The leaf epidermis is a complex tissue that usually consists of a single layer of cells, though in a few species (e.g. Ficus and Peperomia) the epidermis proliferates to form several cell layers (a multiple epidermis). At maturity it is difficult to distinguish a multiple epidermis from a hypodermis. The specialized elements of the leaf epidermis are essentially the same as those of the stem: stomata, trichomes, papillae, surface sculpturing, epicuticular wax and variously differentiated pavement epidermal cells.
In surface view, pavement epidermal cells can be elongated or more or less isodiametric, and their anticlinal walls can be straight or undulating (Fig. 4.3A). Anticlinal cell walls are often more sinuous on the abaxial than the adaxial surface of the same leaf. Cells that lie over veins are often elongated in the direction of the veins. In linear leaves of the type found in many monocots, epi-dermal cells are typically elongated parallel to the long axis of the leaf (Fig. 4.3B).
Epidermal cells frequently vary in size and wall thickness in different parts of the same leaf. In some Poaceae (e.g. Zea mays), enlarged cells (termed bulliform cells) occur in restricted regionsof the leaf epidermis (Fig. 4.9). In some species these cells play a role in the unrolling of the leaf in response to turgor pressure and water availability. Occasional epidermal cells may contain crystals or silica bodies. Cystoliths can be restricted to individual epidermal cells (e.g. in the family Opiliaceae), or they can span both the epidermis and underlying mesophyll (e.g. in Ficus: Fig. 4.4). They contain a body encrusted with calcium carbonate that is attached to the cell wall by a silicified stalk36. Silica bodies occur in the leaf epidermis of the monocot families Cyperaceae, Poaceae (Fig. 4.3B) and Arecaceae. The grass epidermis typically consists of both long and short cells, the short cells sometimes forming the bases of trichomes.
Since they control gaseous exchange (water release and carbon dioxide uptake), stomatal pores occur in almost all angiosperm leaves, though their distribution varies in differ-ent species. In many species, stomata are present on both leaf surfaces (i.e. in amphistomatic leaves), whereas in others they
are restricted to the abaxial surface (hypostomatic leaves). Rarely, stomata are restricted to the adaxial surface (in epistomatic leaves); this condition occurs mainly on the floating leaves of aquatic plants. Within each leaf, stomata most frequently occur on regions overlying the chlorenchymatous mesophyll rather than the veins. In xeromorphic species stomata are often protected to restrict water loss; for example, individual stomata may be sunken, or groups of stomata may be restricted to hair-lined grooves or depressions on the abaxial leaf surface (Fig. 4.5).

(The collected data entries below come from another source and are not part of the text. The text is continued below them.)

PR #275, opened 2024-01-10
feat: Change proposal body limit and strategies limit for turbo spaces

ChaituVR:
Change proposal body limit and strategies limit based on space type

### How to test:
- Use UI from https://github.com/snapshot-labs/snapshot/pull/4495/
- Add 10 strategies in space settings for turbo spaces
- Add 8 strategies in space settings for normal spaces
- Proposal body with 20000 characters for turbo spaces
- Proposal body with 10000 characters for normal spaces 
- Update proposal with different chars length

### DIFF
--- a/test/unit/writer/settings.test.ts
+++ b/test/unit/writer/settings.test.ts
@@ -9,6 +9,14 @@ function editedInput(payload = {}) {
   return { ...result, msg: JSON.stringify(result.msg) };
 }
 
+function randomStrategies(count = 1) {
+  return Array(count)
+    .fill(0)
+    .map(() => ({
+      name: `strategy-${Math.floor(Math.random() * 1000)}`
+    }));
+}
+
 // eslint-disable-next-line @typescript-eslint/no-unused-vars
 const mockGetSpace = jest.fn((_): any => {
   return spacesGetSpaceFixtures;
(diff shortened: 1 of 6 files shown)


test/unit/writer/settings.test.ts
```diff
@@ -72,6 +80,27 @@ describe('writer/settings', () => {
...
+        mockGetSpace.mockResolvedValueOnce({ ...spacesGetSpaceFixtures, turbo: true });
+        return expect(
+          verify(
+            editedInput({
+              strategies: randomStrategies(12)
+            })
+          )
+        ).rejects.toContain('wrong space format');
+      });
     });
```
ChaituVR, line 104: Every time we want to increase number of strategies limit in snapshot.js, we have to change the limits here 🙈can i change it to pick from schema?

wa0x6e: Yes, was not aware it was exported

ChaituVR: or should be fine maybe?

wa0x6e: Dynamic will be better

wa0x6e (approved):
tAck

This creates a pocket of water vapour, and thus reduces water loss by transpiration.
Similarly, the distribution of leaf-borne trichomes varies among species. Trichomes can occur on the entire leaf surface, or they can be restricted to certain areas, such as abaxial
surface grooves or leaf margins. Some species possess several different types of trichome on the same leaf. For example, many species of the mint family Lamiaceae characteristically possess two or more sizes of glandular trichome and either branched or unbranched nonglandular trichomes (Figs 1.10, 4.6). Specialized hair types include stinging hairs (e.g. in Urtica dioica: Fig. 1.11), water-absorptive leaf scales (e.g. in Tillandsia), and salt-secreting glands (e.g. in Avicennia, Limonium and Tamarix). Salt glands accu-mulate sodium chloride and so allow plants to colonize highly saline soils.
Papillae are short epidermal projections that are present on the leaf surfaces of some species. For example, within the Iris family (Iridaceae), papillae are frequently present on leaf epidermal cells, in some species as a single papilla per cell, and in other species in a row of up to nine papillae per cell. Some species possess a ring of four or more (sometimes coalesced) papillae around each stoma, together forming a raised rim.

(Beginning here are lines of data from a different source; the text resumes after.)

PR #278, opened 2024-01-15
fix: fix invalid scores array length after choices update

### LINKED ISSUE #276: Bug: Updated proposal's score and scores_by_strategy is wrong
If you look at values in these https://snapshot.org/#/thanku.eth/proposal/0xd99092aff1078a459bd99773371b8304438afa959cf817c2c46d5805022a7118
image

which is causing this error 
image

wa0x6e:

When updating a proposal with new choices, and when the `scores` and `scores_by_strategy` properties have been updated with empty values (eg. `[[0]]` instead of default `[]`), these fields are not updated, causing them to not have same number of element as the new choices element.

This cause errors on the UI side, which expect a `score` for each `choice`.

## 💊 Fixes / Solution

Fix #276 

## 🚧 Changes

- On proposal update, reset the `scores` and `scores_by_strategy` to an empty array. This reset does not cause side effect, as pending proposals does not have any scores yet.
- Also disable any `scores` and `scores_by_strategy` update when proposal is pending

### DIFF
--- a/src/scores.ts
+++ b/src/scores.ts
@@ -100,7 +100,7 @@ const pendingRequests = {};
 
 export async function updateProposalAndVotes(proposalId: string, force = false) {
   const proposal = await getProposal(proposalId);
-  if (!proposal) return false;
+  if (!proposal || proposal.state === 'pending') return false;
   if (proposal.scores_state === 'final') return true;
 
   if (!force && proposal.privacy === 'shutter' && proposal.state === 'closed') {
--- a/src/writer/update-proposal.ts
+++ b/src/writer/update-proposal.ts
@@ -67,11 +67,13 @@ export async function action(body, ipfs): Promise<void> {
     ipfs,
     updated,
     type: msg.payload.type,
-    plugins: plugins,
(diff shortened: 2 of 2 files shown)


src/scores.ts
```diff
@@ -100,7 +100,7 @@ const pendingRequests = {};
 
 export async function updateProposalAndVotes(proposalId: string, force = false) {
   const proposal = await getProposal(proposalId);
-  if (!proposal) return false;
+  if (!proposal || proposal.state === 'pending') return false;
```
ChaituVR, line 103: But `getProposal` doesn't return `state` property no?

ChaituVR (changes requested):

src/scores.ts
wa0x6e: It's used 3 lines below, at line 106, so I believe it's set

ChaituVR: Oh its set, i was looking at different `getProposal`

ChaituVR (approved):
tAck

The cuticle is a non-cellular layer composed of several inert poly-mers, especially cutin, that covers the entire leaf surface and most other aerial plant surfaces. In mesomorphic leaves the cuticle is typically thin and almost transparent, but many xeromorphic plants possess a thick leaf cuticle that often appears lamellated in transverse section. In some species the outer surface of the cuticle possesses characteristic patterns of ridges, folds or striations. These can be short or long and oriented randomly or in a regular pattern, sometimes radiating around stomata or trichomes. Surface pat-terning may have biological significance in relation to mechanical and optical properties and wettability of the surface. For example, the cuticular patterns on the mature leaf surfaces of Aloe and related genera are under precise genetic control.

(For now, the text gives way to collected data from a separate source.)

PR #37, opened 2018-11-25
Update arguments on TaskJump

Xinerki:
Add some more info too.


blattersturm:
Adding arguments/changing argument types is not currently viable due to C# API class wrapping.

PR #46, opened 2018-11-30
Update SetEntityAsNoLongerNeeded.md

Tianshee:
Added important note.

### DIFF
--- a/ENTITY/SetEntityAsNoLongerNeeded.md
+++ b/ENTITY/SetEntityAsNoLongerNeeded.md
@@ -8,10 +8,9 @@ ns: ENTITY
 void SET_ENTITY_AS_NO_LONGER_NEEDED(Entity* entity);
 ```
 
-```
-Marks the specified entity (ped, vehicle or object) as no longer needed.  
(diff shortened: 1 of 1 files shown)


Tianshee:
You checked and didn't get same result or just biased and didn't read anything?

Tianshee:
It's either a bug or lack of documentation. And FiveM geniuses that are always right are absolutely sure that it's not a bug. So documentation should be updated. Right? No, you declined that addition. Then it's not a bug, not lacking documentation. What then?

Bluethefurry:
You removed the ```quotations```, also, the information is incorrect and/or useless, SetEntityAsNoLongerNeeded works without any special checks or prerequisites.

blattersturm:
This is not the place for discussing drama. Locked.

If you wish to discuss this, do so on the forums, on Discord, or using email to support@fivem.net.

In addition, the documentation is _not_ the place for placing workarounds to perceived issues, perceived issues should be fixed using a pull request to the FiveM repository or reported as a well-written and objective report with a repro.

PR #56, opened 2019-01-01
Some informations about 0x83f813570ff519de native

FumaPraQue:
I'm already using this native for a long time, and it's working properly.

Leaves of some species have a covering of wax over the cuticle. Epicuticular wax is either in the form of a surface crust, or more commonly in small particles of varying shapes and sizes, ranging from flakes to filaments and granules. Wax particles are vari-ously orientated and sometimes occur in characteristic patterns. Certain compounds, such as terpenes and flavonoids, can be recognized by their detailed structure.